1. I will follow my training schedule all the way through this year. I am not going to drift off into some type of free form,do as I please routine midway through as I have done in recent years.How can I reap the racing benefits if I don't follow the plan?
2.I will actually use a training log.This is one I've been telling myself I'm going to do for years.I begin with good intentions but get lazy and undisciplined and gradually give up, telling myself that a log is really not necessary.I say this despite the fact that runners much better than myself  use one.Once again,it all boils down to discipline.
3.I will make a concerted effort to go under 3 hours for the marathon one more time.

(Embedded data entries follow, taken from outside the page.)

PR #417, opened 2026-06-06
feat(#412): non-circular mechanism-tagging recall via MeSH concordance (PR 1)

### LINKED ISSUE #412: Build a non-circular mechanism-tagging gold set (mechanism recall is currently unmeasurable; #346 follow-up)

ELares:
## What & why

The evidence-tagging gold set gives a real evidence-tier recall (55%), but the **mechanism** tagger has had **no non-circular recall number**: the obvious reference label (MeSH descriptors) is folded straight into the matched text by `get_searchable_text`, so any MeSH-vs-tag recall would be partly tautological. This PR makes mechanism recall measurable without that circularity (refs #412).

## How the circularity is removed

1. **Leakage-free re-tag.** `tag_articles.get_searchable_text` gains an `include_metadata` kwarg (default `True`, so production tagging is **byte-identical**). The measurement re-runs the tagger with `include_metadata=False` (title + abstract only; MeSH/disease/gene/drug annotations excluded), so the reference label is never visible to the matcher whose recall we measure.
2. **Independent descriptors only.** Each candidate MeSH leaf is classified at runtime as *independent* or *leaky* via the **live** `text_matches_keyword` matcher (so it can never drift): a descriptor whose own string would trip the mechanism's keywords is *near-tautological* and is reported separately, never in the headline.

## Result (frozen corpus, 4,830 records)

- **9 measurable mechanisms** (independent pool ≥ N_MIN=30): **90.0% volume-weighted / 87.5% macro** recall.
- ADC 97.5%, synthetic-lethality 94.9%, electrochemical 93.7%, metabolic 92.9%, car-t 90.6%, immunotherapy 89.2%, sonodynamic 87.9%, bispecific 86.1%, **epigenetic 54.7%**.
- Epigenetic is the honest low: a mix of a **real keyword-coverage gap** (the field's "epigenetic modifications/regulation", EZH2/BET inhibitor terms are not in the keyword set, an actionable finding) and reference-scope breadth of the lone independent "DNA Methylation" leaf.
- Mechanisms whose only discriminative MeSH leaf is keyword-tautological (crispr/nanoparticle/oncolytic-virus/microbiome/…) or that have no descriptor (ttfields/CAP/cuproptosis/disulfidptosis/radioligand) are reported **not-MeSH-measurable, never 0%**.

This is **distinct** from the evidence-tier 55% recall and does **not** touch the 96% evidence precision.

## Files

- `scripts/mechanism_recall.py` (offline, deterministic; writes `analysis/mechanism-recall-report.md` + `.json`)
- `analysis/mesh-mechanism-map.yaml` (handwritten precision-first descriptor map + unmeasurable block)
- `scripts/tag_articles.py` (the `include_metadata` switch; production byte-identical)
- `tests/test_mechanism_recall.py` (36 tests: load-bearing leak-classifier + non-circularity guards + pure-logic aggregation + structural/self-consistency)
- docs: 183 → 219 Python tests; CLAUDE.md Key Files + repo-state line

## Test plan

- `pytest tests/` green (207 in `tests/` + 12 bindings = 219).
- `test_doc_test_count` enforces the 219 count in lockstep across CLAUDE.md + README.md.

Follow-up (separate PR): integrate the mechanism-recall number into the manuscript's tagging-limitations discussion, then close #412.


ELares:
## Adversarial review pass

Ran a 4-dimension adversarial review (non-circularity/correctness, production byte-identity, test quality, scientific honesty), each finding independently verified before counting.

**34 findings, 32 verified.** The substance is confirmation that the design holds:
- **Non-circularity**: `include_metadata=False` genuinely excludes MeSH/disease/gene/drug from the matched text; a record whose only mechanism signal is in MeSH is NOT tagged by the leakage-free path (proven by `test_mesh_only_signal_not_tagged`). The leak classifier reads the live `text_matches_keyword`/`MECHANISM_KEYWORDS`, so it cannot drift.
- **Production byte-identity**: the default path is unchanged; corpus `INDEX.jsonl` / `by-pmid` / `tags` are untouched by this PR.
- **Math/aggregation**: 9 measurable mechanisms, 1,366 independent-descriptor records, 90.0% volume-weighted / 87.5% macro, self-consistent.
- **Honesty**: the 9-of-~25 scope, the epigenetic 54.7% (keyword-coverage gap + reference breadth), and the not-MeSH-measurable framing (never 0%) are all caveated.

**One actionable finding, fixed** (commit 1c5b4ef2): a YAML folded-scalar line break produced "keyword- coverage" (spurious space) in the epigenetic note, propagating to the generated report/json. Reworded so no compound word straddles a line break; artifacts regenerated.

Follow-up (separate PR): cite this mechanism-recall number in the manuscript's tagging-limitations discussion, then close #412.

Issue #418, opened 2026-06-06
Expand epigenetic mechanism keywords (coverage gap surfaced by #412 recall measurement)


ELares:
**Finding (from #412).** The non-circular mechanism-recall measurement (`scripts/mechanism_recall.py`, `analysis/mechanism-recall-report.md`) puts **epigenetic** at **54.7%** recall, the lowest of the 9 measurable mechanisms (next lowest is bispecific at 86.1%).

**Diagnosis.** Spot-checking the misses (records MeSH-tagged `DNA Methylation` that the leakage-free tagger did not tag `epigenetic`) shows two compounding causes:
1. **Real keyword-coverage gap** — the field's vocabulary includes "epigenetic modifications", "epigenetic regulation", "EZH2 inhibitor", "BET inhibitor", "tazemetostat", etc., none of which are in `MECHANISM_KEYWORDS['epigenetic']` (currently: epigenetic therapy, dna methylation cancer, hdac inhibitor, histone deacetylase, epigenetic reprogramming, dnmt inhibitor, azacitidine, decitabine, vorinostat, romidepsin). Examples missed: PMID 32726977 ("Targeting Epigenetic Modifications in Uveal Melanoma"), 34795289 ("epigenetic regulation"), 37858275 ("EZH2 inhibition").
2. **Reference-scope breadth** — `DNA Methylation` (the lone independent MeSH leaf) also tags basic methylation biology that is not epigenetic *therapy*, so part of the gap is the reference being broader than the mechanism-as-therapy, not a tagger miss.

**Task.** Add the missing epigenetic-therapy terms to `MECHANISM_KEYWORDS['epigenetic']` in `scripts/config.py` (precision-aware: prefer "ezh2 inhibitor"/"bet inhibitor"/"epigenetic modification"/"epigenetic regulation" over bare "ezh2"/"bet" which co-occur broadly), then re-run `scripts/mechanism_recall.py` and confirm the epigenetic recall rises. Note: changing keywords re-tags the corpus, so coordinate with the frozen-19 manuscript results (the frozen INDEX is not regenerated by adding scaffold terms; see CLAUDE.md).

**Provenance.** Surfaced by the post-merge gap analysis of #417. Cause (1) is the actionable half; cause (2) is a measurement caveat already documented in `analysis/mesh-mechanism-map.yaml`.

ELares:
## Read-only precision/recall scan of candidate keywords (no production change yet)

[...]

PR #419, opened 2026-06-06
docs(#412): cite measured non-circular mechanism recall in the manuscript

ELares:
## What & why

Follow-up to #417, which delivered the non-circular mechanism-recall measurement (`scripts/mechanism_recall.py`). This PR delivers the remaining **manuscript** acceptance criterion of #412: the mechanism-coverage caveats now cite the (first-ever) measured mechanism recall.

## Changes (manuscript only)

- **Section 3.6 (Limitations)**: a new paragraph that
  - states the 55% figure is the *evidence-level* recall, and that the 100-article gold set is **circular for mechanism recall** (sampled from the tagger's own positives, so zero mechanism false-negatives by construction);
  - reports the non-circular MeSH-concordance result: **9 mechanisms with an independent MeSH leaf, 90.0% volume-weighted / 87.5% macro recall**;
  - flags **epigenetic (54.7%)** as a genuine keyword-coverage gap (tracked in #418) compounded by descriptor breadth;
  - notes the newest / device / regulated-cell-death modalities are **not MeSH-measurable**, never 0%;
  - draws the consequence: mechanism gap claims rest on mechanism detection, which is high (~90%) where measurable.
- **Chapter 1 overview caveat**: a one-clause cross-reference so the prominent "55% recall, absence is provisional" line no longer reads as if 55% bounds *mechanism* gap claims.

## Verification

- `v1.tex` regenerated via `scripts/generate_latex.py`; **pdflatex 2-pass compiles, RC=0, 130 pages, no fatal errors**.
- `pytest tests/` green (207 in `tests/` + 12 bindings); `test_latex_unicode_safe` and `test_manuscript_inventory` pass.

## Scope note (issue stays open)

`refs #412`, not a close: this satisfies the recall + manuscript-caveat criteria. The issue also lists mechanism **precision**, which MeSH concordance cannot give cleanly (MeSH is non-exhaustive, so true-positives lacking the descriptor would understate it) and which the issue itself scopes as a human-in-the-loop labeling task. #412 remains open to track that optional spot-check.


ELares:
## Adversarial review pass

3-dimension review (factual accuracy vs the data, internal consistency, honesty/style), each finding independently verified. 20 findings, 17 verified, almost all positive confirmations: every cited number (90.0% / 87.5% / 9 mechanisms / epigenetic 54.7% / 55%) matches `analysis/mechanism-recall.json` exactly, the circular-gold-set claim is accurate, and the new text carries no dash punctuation.

Three consistency/precision items addressed in 93c473bf:
- Chapter 10 conclusion: "55% recall" → "55% evidence-level recall" + the mechanism-level ~90% distinction.
- Glossary "Recall" entry: clarified evidence-level, cross-referencing Section 3.6.
- Section 3.6: replaced the loose "newest/device/regulated-cell-death" phrasing with the concrete not-MeSH-measurable set, so it no longer implies all recent mechanisms are unmeasurable.

Manuscript recompiles (pdflatex RC=0, 130 pp). The PDF build runs on push to main, so it re-verifies post-merge.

Isn't that the benchmark for us average Joe runners?  It takes planning and total commitment but the journey to that goal makes us better runners and people,if,we allow it to.
4.I will seek out new places to train.I wouldn't say that 'familiarity breeds contempt' but it's good to challenge ourselves with new areas and terrains.As I said the other day,runners tend to be creatures of habit and that may not always be a good thing.

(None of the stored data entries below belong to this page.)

PR #423, opened 2026-06-07
feat(#332): data-conditioned ABC posterior on the kill switch (in-vitro)

ELares:
## What & why

#332 asks for a **data-conditioned posterior** (the prior-predictive intervals are already shipped). #330's CTRPv2 target makes conditioning possible. `scripts/abc_posterior.py` runs ABC rejection over in-vitro-spanning priors, accepting the draws closest to the CTRPv2 ML162 dose-response, posterior-predictive-checked on held-out ML210.

## The load-bearing finding (why this reframes #332)

The in-vivo PRCC prior ranges used for the prior-predictive intervals are **disjoint** from the in-vitro data:

| parameter | in-vivo PRCC range | in-vitro posterior (2.5% .. median .. 97.5%) | posterior entirely above in-vivo max? |
|---|---|---|---|
| `lp_propagation` | [0.05, 0.2] | 0.38 .. 0.79 .. 0.95 | **YES** |
| `lp_rate` | [0.03, 0.12] | 0.28 .. 0.65 .. 0.95 | **YES** |

The in-vitro GPX4i kill needs a lipid-peroxidation cascade 3-4× stronger than the in-vivo plausible ranges allow. Consequences (stated honestly):
1. The data-conditioned posterior is **in-vitro only** — credible bands on the #330 point calibration (medians track the point fit: lp_propagation 0.79, lp_rate 0.65, K 0.37, gpx4 0.43).
2. The **in-vivo / spatial headline claims cannot be conditioned on in-vitro data** and stay prior-predictive (the existing intervals). Conditioning them needs an **in-vivo** ferroptosis dose-response dataset — the remaining #332 dependency.

## Posterior-predictive check (held-out ML210)

Coverage **7/7**: the 95% posterior-predictive band brackets the held-out GPX4 inhibitor at every dose. The posterior generalizes across GPX4 inhibitors at the ensemble level.

## Scope

`refs #332` (not a close): the data-conditioned posterior is delivered for the conditionable (in-vitro single-cell) quantity, and the reason the in-vivo headlines stay prior-predictive is documented. #332 stays open to track the in-vivo-data dependency.

## Tests

`pytest tests/` green (230 in `tests/` + 12 bindings = 242). 6 new tests (prior-design guards, posterior structure/ordering, the disjunction result, held-out coverage). Deterministic (seeded); committed result re-derives.


ELares:
## Adversarial review pass

3-dimension review (ABC correctness + genuine disjunction, honesty, reproducibility), each finding independently verified by re-running. 24 findings, 22 verified, overwhelmingly positive: ABC rejection valid, the **disjunction is real and not an artifact** (posterior spans [0.38,0.95] well inside priors [0.05,1.0], so not edge-hitting), determinism confirmed across 3 runs, honesty/scoping accurate (in-vivo headlines correctly stay prior-predictive), tests CI-safe.

**One real should-fix, addressed** (9707b3c8): the held-out '7/7' coverage was tolerance-dependent. Now reports **both** strict (3/7 inside the 95% band) and tolerant (7/7 within 0.05 viability), with the report explaining the tolerance is doing real work (CTRPv2 curves are cell-line medians vs a single-cell model; the RMSE summary discards curve shape). The honest reading: the posterior-predictive band is in the right place but not tight enough to bracket every point strictly. Test + CLAUDE.md updated to match.

Issue #333, opened 2026-06-04
Validate the 3D spheroid module against multi-size spheroid structure/kill data


ELares:
**Why.** The `spheroid` zone geometry is already anchored to Browning et al. (*eLife* 2021, PMID 34842141), but the per-zone biochem gradients and the size-dependence of penetration/kill remain uncalibrated, and the `3d_validation_report.md` flags finite-size effects.

**What exists.** Browning 2021 (PMID 34842141) provides quantitative spheroid radial structure (necrotic/quiescent/proliferating zones) vs diameter; multi-size spheroid + organoid kill-curve platforms publish survival-vs-size for cytotoxic agents.

**Task.** Run sim-tme-3d across spheroid sizes (e.g. 100, 300, 500, 1000 um diameter) and compare the predicted zone fractions and depth-dependent kill against the Browning structure and any available size-resolved kill-curve data. Quantify finite-size error and the size range where predictions are trustworthy.

**Acceptance criteria.** A size-sweep validation figure + a documented "valid size range"; spheroid biochem-gradient parameters either calibrated or explicitly bounded by what the structural data can constrain. Follow-up to the spheroid layer (#197/#270, closed).

ELares:
**Update (#424 merged).** The structure half of #333 is delivered:

- **Zone-geometry validation** (`scripts/validate_spheroid_structure.py`, `analysis/calibration/spheroid-structure-validation.{md,json}`): the spheroid module's fixed radial thresholds (rim 0.90, core 0.73 of radius) validated against Browning 2021 size-resolved confocal data (994 spheroids).
- **Valid size range documented**: the fixed thresholds match only for **R >= 300 µm (diameter >= 600 µm)**. Below that, real spheroids have essentially no necrotic core, so the model over-predicts the persister/necrotic core for small spheroids (the core emerges near R ~ 300 µm, the O2 diffusion length). CALIBRATION_STATUS now records the spheroid zones as 'validated with a valid size range'.

**Remaining (why this stays open):**
- **Size-resolved depth-dependent KILL data** — the other half of the acceptance criteria. The Browning dataset is structure-only (no drug kill). A size-resolved kill-curve dataset (organoid/spheroid survival vs size for a cytotoxic/ferroptosis agent) is needed; not yet sourced.
- **Size-aware zone variant** — the model's thresholds are size-independent (the large-spheroid limiting structure). A size-aware variant (necrotic core fraction growing with diameter) is the modeling refinement the validation motivates.

[...]

PR #424, opened 2026-06-07
feat(#333): validate spheroid zone geometry vs Browning 2021 (finite-size + valid range)

ELares:
## What & why

#333 asks to validate the `spheroid` module's radial zones against size-resolved structure data and document a **valid size range**. The module uses **fixed** radial thresholds from the Browning 2021 large-spheroid *limiting* structure (rim at 0.90, core at 0.73 of radius), which are **size-independent**. Real spheroids aren't: the necrotic core appears only above a critical size.

## Data

`scripts/validate_spheroid_structure.py` fetches Browning et al. 2021 (eLife, PMID 34842141; `github.com/ap-browning/Spheroids`, `Data/AllConfocalData.csv`): **994 spheroids**, R 144-407 µm, each with the outer radius R and two internal boundaries as fractions of R (φ = proliferating-rim inner edge, η = necrotic-core outer edge). Raw not committed (offline contract); the size-binned derivative is.

## Finding (the finite-size error + valid range)

| R bin (µm) | n | φ median (model 0.90) | η median (model 0.73) | frac w/ necrotic core |
|---|---:|---:|---:|---:|
| <200 | 124 | 0.14 | 0.00 | 0.8% |
| 200-300 | 398 | 0.59 | 0.00 | 45% |
| 300-400 | 471 | 0.87 | 0.63 | 100% |
| >400 | 1 | 0.90 | 0.76 | 100% |

**The fixed thresholds match the data only for R ≥ 300 µm (diameter ≥ 600 µm).** Below that, real spheroids have essentially **no necrotic core** (η ≈ 0), but the model places a persister/necrotic-like core at 0.73 of radius regardless, so it **over-predicts the resistant core for small spheroids**. The necrotic core emerges near R ≈ 300 µm, consistent with an O₂ diffusion length of ~150-200 µm.

## Scope

- Validates zone **geometry** + a documented valid size range. Does **not** calibrate the per-zone biochem gradient *strengths* (MUFA/GSH/iron, which need metabolomics, not structural boundaries) — unchanged.
- The size-resolved depth-dependent **kill-curve** half of #333 is not in this dataset; `refs #333` (keep open) for that remaining piece.

## Tests

`pytest tests/` green (236 in `tests/` + 12 bindings = 248). 6 new tests incl. a **drift guard** tying the Python model thresholds to the Rust `glycolytic_frac`/`oxphos_frac` defaults. CALIBRATION_STATUS spheroid row → "validated with a valid size range"; PROVENANCE + CLAUDE.md updated.


ELares:
## Adversarial review pass

3-dimension review (data/finding correctness, honesty/scope, reproducibility), each finding independently verified by re-running the validation against the Browning raw data. **26 findings, all verified positive, no actionable issues:**
- **Data**: phi/eta correctly interpreted (zero phi>eta inversions, all in [0,1]); the R~300µm necrotic-core emergence is **real continuous data, not an eta=0 encoding artifact** (R<200: 0.8% have a core; 200-300: 45%; 300-400: 99.8%), consistent with the ~150-200µm O2 diffusion length.
- **Mapping**: model 0.90/0.73 radius boundaries correctly map to the Rust 0.73/0.39 volume fractions (cube roots); drift guard tolerance 1e-6.
- **Valid range**: R≥300µm is the only bin satisfying both boundary errors ≤0.15 AND core present ≥50%.
- **Honesty**: scope correctly limited to zone geometry + size range (not biochem gradient strengths, not size-resolved kill); refs #333 keeps the kill-curve half open. No em/en dashes.
- **Repro**: identical output on dual runs; raw never committed; offline contract respected.

No changes needed.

5.I will try running different types of races.Once again,it is essential for runners to venture out of their comfort zone from time to time.
6.I will stick with a regular and appropriate weight training routine.It is a proven, essential part of a runner's training regimen, that among other things,contributes to a runner being less likely to become injured.
7.I will not drink alcohol to excess.Why am I still doing this? You'd think I was addicted or something.
8.I will stop eating junk foods and foods that have no real nutritional value.I will also not overeat which is more destructive to one's health then most people realize.
9.I will give something back to the running community. As a runner I am overly concerned with ME,my training,my diet,my races,etc. I will volunteer to help at some local road races or mentor some novice runners or...........
10.I will reread the greatest running bio ever written, Pre! by Tom Jordan. It will inspire and remind me of what guts,passion and total commitment really are.I'll read the book slowly and thoughtfully,considering each word. I'll also at some point watch the DVD on his life, Fire on the Track.